◆ Required work
Below is a listing; repeat exactly the lines from the one containing "src/modules/flow/lsm9ds0/lsm9ds0.c" to the one containing "mbelluzzo: add on the struct doc", both included.

◆ Records for the exercise
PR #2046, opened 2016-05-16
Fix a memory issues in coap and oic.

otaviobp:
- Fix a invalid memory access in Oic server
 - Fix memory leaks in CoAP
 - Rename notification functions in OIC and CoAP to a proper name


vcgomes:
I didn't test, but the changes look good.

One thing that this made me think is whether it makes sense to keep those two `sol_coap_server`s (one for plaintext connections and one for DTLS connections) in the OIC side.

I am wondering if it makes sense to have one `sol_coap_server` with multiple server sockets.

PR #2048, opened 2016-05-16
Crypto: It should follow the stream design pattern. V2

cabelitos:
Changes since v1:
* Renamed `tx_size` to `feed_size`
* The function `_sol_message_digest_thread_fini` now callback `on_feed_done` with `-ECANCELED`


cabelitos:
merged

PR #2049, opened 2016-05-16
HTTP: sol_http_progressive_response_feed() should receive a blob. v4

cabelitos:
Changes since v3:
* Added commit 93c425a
---
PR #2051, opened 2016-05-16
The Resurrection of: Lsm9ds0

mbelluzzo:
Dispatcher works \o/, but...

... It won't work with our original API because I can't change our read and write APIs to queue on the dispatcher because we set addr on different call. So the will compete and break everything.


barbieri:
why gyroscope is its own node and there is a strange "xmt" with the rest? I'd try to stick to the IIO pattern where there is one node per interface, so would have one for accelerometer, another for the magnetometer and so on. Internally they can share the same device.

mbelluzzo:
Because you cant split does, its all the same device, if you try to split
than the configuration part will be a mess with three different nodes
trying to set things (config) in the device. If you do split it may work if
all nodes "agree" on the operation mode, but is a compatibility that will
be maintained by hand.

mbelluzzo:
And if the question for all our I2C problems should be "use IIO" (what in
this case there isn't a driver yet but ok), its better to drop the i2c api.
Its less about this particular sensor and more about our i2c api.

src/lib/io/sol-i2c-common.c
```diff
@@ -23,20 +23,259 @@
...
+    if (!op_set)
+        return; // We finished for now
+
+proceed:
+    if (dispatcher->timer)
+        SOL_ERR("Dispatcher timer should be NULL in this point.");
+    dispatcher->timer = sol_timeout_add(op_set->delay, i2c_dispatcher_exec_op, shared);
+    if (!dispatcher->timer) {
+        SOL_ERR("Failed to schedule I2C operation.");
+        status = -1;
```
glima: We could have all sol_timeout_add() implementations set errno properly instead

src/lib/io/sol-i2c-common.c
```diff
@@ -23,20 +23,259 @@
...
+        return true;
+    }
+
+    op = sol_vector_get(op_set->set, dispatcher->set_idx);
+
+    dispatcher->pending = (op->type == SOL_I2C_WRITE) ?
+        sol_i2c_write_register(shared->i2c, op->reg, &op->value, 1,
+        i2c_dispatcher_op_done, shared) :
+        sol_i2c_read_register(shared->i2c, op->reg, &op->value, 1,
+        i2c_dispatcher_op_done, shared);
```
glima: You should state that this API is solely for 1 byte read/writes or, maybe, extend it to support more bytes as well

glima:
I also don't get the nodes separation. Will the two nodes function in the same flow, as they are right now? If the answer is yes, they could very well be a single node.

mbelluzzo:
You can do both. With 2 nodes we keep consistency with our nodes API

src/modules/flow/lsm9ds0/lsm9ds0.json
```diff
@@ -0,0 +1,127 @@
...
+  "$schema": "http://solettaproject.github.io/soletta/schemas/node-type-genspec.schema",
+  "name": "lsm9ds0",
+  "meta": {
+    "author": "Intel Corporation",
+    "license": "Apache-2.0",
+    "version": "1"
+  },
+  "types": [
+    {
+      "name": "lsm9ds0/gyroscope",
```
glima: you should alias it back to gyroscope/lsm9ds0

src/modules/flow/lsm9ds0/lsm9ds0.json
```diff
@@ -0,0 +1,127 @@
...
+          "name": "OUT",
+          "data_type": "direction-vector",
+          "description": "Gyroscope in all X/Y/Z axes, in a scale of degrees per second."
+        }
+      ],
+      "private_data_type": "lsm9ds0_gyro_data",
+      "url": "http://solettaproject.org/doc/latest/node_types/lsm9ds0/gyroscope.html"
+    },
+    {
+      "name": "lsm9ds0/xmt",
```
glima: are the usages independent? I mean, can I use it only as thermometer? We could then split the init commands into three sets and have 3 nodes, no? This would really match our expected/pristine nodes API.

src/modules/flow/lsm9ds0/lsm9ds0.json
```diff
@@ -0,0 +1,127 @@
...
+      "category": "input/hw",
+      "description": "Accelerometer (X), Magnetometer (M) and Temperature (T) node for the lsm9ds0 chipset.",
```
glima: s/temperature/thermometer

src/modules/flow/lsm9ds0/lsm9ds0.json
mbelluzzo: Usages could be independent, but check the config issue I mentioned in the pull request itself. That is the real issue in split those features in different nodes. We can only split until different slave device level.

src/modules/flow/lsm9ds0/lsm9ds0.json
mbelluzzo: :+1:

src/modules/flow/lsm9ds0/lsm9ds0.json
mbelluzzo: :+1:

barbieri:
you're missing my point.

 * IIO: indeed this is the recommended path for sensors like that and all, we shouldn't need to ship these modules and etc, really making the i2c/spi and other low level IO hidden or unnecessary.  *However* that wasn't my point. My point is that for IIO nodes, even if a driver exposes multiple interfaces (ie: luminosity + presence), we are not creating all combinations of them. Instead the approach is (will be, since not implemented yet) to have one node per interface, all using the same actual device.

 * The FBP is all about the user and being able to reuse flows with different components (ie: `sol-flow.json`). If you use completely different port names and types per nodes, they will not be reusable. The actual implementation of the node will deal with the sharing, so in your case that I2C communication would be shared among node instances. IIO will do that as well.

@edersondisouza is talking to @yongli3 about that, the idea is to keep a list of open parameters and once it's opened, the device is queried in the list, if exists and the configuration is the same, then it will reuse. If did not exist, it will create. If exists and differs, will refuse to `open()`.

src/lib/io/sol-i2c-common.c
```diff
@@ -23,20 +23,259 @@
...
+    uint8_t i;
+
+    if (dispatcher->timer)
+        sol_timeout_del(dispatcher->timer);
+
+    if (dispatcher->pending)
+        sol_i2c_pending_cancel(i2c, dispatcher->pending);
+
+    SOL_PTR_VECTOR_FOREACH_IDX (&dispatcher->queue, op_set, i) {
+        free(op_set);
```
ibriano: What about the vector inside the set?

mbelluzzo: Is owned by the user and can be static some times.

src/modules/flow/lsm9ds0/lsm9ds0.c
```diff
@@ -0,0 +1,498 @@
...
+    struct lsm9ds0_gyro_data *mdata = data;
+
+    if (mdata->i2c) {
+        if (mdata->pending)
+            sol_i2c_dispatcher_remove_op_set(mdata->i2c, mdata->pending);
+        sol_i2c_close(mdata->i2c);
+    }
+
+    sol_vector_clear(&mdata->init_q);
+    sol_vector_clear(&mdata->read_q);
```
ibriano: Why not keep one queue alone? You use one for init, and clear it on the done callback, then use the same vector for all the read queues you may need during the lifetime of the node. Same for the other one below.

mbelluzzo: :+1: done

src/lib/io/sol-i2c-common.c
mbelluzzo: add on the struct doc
...
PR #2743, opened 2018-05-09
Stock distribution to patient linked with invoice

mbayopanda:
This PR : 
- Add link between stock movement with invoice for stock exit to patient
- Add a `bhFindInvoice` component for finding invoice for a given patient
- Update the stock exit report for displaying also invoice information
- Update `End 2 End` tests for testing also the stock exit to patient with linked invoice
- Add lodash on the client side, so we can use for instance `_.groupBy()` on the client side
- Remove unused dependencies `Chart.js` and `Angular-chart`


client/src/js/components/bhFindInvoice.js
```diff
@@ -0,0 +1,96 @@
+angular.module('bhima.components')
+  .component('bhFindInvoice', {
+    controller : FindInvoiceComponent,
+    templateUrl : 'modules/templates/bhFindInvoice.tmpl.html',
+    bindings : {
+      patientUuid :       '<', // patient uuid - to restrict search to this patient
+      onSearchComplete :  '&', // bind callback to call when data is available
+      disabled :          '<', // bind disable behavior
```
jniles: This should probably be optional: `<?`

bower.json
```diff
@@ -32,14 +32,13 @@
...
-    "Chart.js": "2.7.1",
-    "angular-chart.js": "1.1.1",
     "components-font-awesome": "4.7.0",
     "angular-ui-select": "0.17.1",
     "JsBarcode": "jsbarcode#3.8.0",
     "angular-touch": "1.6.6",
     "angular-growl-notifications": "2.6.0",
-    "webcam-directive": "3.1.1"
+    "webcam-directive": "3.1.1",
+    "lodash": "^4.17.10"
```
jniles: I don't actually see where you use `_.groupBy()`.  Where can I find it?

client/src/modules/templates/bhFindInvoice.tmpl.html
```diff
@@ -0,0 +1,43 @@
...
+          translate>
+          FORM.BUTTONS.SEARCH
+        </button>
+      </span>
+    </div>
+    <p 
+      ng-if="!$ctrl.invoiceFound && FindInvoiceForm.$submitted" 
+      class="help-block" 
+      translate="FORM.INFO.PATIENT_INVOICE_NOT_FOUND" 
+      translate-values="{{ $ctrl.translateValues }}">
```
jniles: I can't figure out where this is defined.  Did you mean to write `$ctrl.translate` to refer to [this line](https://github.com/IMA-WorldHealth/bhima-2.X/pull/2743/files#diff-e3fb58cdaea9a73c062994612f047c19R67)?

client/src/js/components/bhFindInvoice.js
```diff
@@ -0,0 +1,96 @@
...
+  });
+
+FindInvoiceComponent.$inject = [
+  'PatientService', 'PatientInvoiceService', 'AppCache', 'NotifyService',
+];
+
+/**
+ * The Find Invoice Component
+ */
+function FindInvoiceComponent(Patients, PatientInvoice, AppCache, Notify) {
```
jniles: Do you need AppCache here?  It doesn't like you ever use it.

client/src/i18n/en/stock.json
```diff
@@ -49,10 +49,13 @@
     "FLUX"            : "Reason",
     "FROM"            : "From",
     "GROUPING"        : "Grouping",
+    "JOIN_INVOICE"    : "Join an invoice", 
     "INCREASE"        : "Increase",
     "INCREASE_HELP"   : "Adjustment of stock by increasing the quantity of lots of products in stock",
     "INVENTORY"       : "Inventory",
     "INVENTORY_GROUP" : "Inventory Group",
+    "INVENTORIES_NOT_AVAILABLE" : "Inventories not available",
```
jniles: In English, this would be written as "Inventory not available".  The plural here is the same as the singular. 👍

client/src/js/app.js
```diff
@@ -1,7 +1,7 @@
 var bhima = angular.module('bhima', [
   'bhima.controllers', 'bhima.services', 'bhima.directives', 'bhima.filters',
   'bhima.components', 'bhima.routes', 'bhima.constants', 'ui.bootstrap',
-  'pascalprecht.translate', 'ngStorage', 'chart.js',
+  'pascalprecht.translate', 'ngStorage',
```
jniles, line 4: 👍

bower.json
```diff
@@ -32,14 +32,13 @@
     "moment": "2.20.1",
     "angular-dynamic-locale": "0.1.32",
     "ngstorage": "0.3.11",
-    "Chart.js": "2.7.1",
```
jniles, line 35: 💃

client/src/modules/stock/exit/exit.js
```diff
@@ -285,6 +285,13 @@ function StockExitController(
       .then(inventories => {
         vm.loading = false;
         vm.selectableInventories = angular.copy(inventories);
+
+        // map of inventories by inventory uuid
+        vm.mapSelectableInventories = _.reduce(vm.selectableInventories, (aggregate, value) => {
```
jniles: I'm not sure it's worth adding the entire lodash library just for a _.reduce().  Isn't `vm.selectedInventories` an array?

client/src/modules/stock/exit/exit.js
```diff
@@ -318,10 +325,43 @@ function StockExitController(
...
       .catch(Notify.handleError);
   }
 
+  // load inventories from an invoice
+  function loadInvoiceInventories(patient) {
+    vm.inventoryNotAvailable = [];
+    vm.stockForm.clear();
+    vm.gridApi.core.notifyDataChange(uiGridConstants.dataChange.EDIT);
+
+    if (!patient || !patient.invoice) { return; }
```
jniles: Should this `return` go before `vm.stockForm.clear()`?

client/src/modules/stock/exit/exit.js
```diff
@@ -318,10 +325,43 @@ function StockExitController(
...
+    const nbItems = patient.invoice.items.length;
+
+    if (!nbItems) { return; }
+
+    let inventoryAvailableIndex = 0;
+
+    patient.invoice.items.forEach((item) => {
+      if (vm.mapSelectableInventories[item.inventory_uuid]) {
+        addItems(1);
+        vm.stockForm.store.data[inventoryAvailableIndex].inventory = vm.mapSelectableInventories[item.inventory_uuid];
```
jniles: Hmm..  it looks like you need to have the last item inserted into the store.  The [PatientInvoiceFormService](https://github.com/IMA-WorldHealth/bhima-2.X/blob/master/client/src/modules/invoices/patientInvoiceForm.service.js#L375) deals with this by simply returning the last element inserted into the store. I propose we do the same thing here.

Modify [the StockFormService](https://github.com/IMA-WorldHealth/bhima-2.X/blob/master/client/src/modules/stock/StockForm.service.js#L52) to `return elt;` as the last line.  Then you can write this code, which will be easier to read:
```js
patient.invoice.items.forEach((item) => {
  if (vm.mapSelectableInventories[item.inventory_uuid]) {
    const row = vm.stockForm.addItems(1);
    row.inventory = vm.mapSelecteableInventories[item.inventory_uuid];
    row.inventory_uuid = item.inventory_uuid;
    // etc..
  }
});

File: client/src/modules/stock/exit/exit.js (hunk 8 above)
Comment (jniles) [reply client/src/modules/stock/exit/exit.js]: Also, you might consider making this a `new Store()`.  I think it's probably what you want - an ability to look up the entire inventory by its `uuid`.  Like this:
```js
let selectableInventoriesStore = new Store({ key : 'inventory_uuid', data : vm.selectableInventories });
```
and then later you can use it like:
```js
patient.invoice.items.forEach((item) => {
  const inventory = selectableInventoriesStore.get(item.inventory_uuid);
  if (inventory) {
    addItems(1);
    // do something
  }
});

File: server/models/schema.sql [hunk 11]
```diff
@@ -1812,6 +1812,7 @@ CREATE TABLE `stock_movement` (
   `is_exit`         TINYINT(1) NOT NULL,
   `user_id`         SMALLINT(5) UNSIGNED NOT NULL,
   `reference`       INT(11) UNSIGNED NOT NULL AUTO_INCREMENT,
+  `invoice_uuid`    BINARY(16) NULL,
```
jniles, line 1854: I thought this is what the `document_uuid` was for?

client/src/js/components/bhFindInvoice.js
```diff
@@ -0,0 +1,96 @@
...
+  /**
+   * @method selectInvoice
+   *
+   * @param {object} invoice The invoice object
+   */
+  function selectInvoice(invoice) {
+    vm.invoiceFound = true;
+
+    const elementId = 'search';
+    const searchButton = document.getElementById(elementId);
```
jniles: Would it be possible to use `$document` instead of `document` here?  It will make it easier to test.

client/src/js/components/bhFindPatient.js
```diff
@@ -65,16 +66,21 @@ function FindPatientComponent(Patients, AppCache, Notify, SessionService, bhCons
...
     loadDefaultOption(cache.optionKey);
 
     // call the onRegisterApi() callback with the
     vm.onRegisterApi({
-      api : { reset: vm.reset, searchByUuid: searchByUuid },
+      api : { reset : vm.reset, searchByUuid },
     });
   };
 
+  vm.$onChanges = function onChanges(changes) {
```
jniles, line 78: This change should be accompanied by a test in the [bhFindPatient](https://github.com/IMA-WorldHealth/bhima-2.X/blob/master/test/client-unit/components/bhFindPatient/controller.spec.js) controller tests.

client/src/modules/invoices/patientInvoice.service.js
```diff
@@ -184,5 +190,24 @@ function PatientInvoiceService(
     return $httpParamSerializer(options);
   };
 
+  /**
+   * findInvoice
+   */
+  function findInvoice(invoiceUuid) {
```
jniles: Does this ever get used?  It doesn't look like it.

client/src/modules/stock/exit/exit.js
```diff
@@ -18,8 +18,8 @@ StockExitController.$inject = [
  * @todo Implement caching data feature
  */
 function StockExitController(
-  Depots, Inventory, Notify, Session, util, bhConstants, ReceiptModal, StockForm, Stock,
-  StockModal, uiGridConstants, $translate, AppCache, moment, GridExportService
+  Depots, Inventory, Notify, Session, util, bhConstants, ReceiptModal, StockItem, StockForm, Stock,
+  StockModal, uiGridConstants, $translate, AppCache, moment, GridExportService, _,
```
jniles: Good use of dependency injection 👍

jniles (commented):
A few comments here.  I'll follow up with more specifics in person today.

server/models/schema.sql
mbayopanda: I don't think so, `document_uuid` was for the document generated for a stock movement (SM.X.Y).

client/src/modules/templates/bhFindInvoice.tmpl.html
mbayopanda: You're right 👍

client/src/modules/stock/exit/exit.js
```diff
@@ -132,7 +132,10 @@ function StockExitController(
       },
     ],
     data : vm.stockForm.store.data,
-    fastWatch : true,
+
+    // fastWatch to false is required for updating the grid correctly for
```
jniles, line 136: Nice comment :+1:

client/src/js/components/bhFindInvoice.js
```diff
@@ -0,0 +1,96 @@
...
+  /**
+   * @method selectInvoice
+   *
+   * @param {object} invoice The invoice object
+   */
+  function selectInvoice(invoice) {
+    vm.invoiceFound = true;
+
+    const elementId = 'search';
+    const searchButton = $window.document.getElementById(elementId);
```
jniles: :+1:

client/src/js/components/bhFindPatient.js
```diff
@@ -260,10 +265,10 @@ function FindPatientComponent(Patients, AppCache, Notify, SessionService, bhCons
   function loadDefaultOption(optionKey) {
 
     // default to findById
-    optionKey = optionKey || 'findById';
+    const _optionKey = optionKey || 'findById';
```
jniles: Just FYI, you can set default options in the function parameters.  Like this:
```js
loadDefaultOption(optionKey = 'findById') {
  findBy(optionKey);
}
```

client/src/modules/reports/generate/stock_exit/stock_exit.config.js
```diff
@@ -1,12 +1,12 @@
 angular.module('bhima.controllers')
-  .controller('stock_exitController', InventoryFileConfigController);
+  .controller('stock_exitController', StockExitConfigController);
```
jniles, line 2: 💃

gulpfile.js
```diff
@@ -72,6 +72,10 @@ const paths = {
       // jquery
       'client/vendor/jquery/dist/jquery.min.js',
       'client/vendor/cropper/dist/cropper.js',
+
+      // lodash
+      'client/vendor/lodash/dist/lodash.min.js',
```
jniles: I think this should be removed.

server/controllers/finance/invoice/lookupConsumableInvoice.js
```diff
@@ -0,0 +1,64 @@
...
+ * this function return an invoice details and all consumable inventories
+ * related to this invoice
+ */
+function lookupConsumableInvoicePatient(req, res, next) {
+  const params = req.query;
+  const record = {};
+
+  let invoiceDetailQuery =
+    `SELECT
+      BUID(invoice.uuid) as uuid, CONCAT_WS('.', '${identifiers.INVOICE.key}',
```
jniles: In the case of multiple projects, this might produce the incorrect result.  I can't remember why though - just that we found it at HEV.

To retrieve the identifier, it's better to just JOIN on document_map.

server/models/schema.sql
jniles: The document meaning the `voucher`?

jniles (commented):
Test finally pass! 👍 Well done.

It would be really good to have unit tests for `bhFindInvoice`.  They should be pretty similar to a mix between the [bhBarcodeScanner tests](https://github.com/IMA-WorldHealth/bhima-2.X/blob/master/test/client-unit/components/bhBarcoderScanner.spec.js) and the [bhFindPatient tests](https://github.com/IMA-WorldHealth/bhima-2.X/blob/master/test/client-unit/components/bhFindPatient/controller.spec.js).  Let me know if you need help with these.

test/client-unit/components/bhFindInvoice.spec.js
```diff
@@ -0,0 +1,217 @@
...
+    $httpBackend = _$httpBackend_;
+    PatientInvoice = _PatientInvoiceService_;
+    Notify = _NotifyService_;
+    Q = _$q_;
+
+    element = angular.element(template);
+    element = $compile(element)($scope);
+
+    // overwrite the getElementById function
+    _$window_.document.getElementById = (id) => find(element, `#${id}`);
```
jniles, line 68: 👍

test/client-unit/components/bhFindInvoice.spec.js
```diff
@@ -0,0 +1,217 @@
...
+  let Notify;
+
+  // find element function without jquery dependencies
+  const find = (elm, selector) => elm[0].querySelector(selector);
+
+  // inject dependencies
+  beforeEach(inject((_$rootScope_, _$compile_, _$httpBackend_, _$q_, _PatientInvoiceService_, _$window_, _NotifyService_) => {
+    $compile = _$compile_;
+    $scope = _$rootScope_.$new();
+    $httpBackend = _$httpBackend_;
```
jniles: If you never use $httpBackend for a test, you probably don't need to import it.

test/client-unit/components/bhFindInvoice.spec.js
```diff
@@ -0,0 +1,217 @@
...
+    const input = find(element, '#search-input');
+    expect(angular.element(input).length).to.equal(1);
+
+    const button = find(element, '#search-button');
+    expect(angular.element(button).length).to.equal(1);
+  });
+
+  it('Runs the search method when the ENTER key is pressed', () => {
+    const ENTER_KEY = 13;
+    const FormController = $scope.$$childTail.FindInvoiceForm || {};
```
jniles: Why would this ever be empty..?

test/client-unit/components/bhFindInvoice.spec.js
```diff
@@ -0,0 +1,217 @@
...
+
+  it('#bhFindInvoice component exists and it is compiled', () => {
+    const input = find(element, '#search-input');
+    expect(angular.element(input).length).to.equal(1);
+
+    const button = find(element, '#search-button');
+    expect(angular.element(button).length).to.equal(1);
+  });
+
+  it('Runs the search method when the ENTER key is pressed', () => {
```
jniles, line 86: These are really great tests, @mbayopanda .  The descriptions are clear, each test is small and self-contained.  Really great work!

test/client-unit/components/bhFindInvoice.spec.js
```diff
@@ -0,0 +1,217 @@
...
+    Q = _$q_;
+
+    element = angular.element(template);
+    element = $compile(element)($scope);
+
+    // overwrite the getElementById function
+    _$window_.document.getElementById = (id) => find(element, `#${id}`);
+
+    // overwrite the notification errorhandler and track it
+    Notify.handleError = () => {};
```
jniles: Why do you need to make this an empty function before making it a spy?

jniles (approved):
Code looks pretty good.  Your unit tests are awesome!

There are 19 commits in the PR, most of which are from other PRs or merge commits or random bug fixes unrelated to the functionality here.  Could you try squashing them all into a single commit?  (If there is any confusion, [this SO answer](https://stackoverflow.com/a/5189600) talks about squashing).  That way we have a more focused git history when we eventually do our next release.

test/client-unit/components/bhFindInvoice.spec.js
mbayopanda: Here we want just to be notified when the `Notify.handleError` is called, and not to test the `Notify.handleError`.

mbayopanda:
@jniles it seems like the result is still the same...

◆ Answer for this exercise
src/modules/flow/lsm9ds0/lsm9ds0.c
```diff
@@ -0,0 +1,498 @@
...
+    struct lsm9ds0_gyro_data *mdata = data;
+
+    if (mdata->i2c) {
+        if (mdata->pending)
+            sol_i2c_dispatcher_remove_op_set(mdata->i2c, mdata->pending);
+        sol_i2c_close(mdata->i2c);
+    }
+
+    sol_vector_clear(&mdata->init_q);
+    sol_vector_clear(&mdata->read_q);
```
ibriano: Why not keep one queue alone? You use one for init, and clear it on the done callback, then use the same vector for all the read queues you may need during the lifetime of the node. Same for the other one below.

mbelluzzo: :+1: done

src/lib/io/sol-i2c-common.c
mbelluzzo: add on the struct doc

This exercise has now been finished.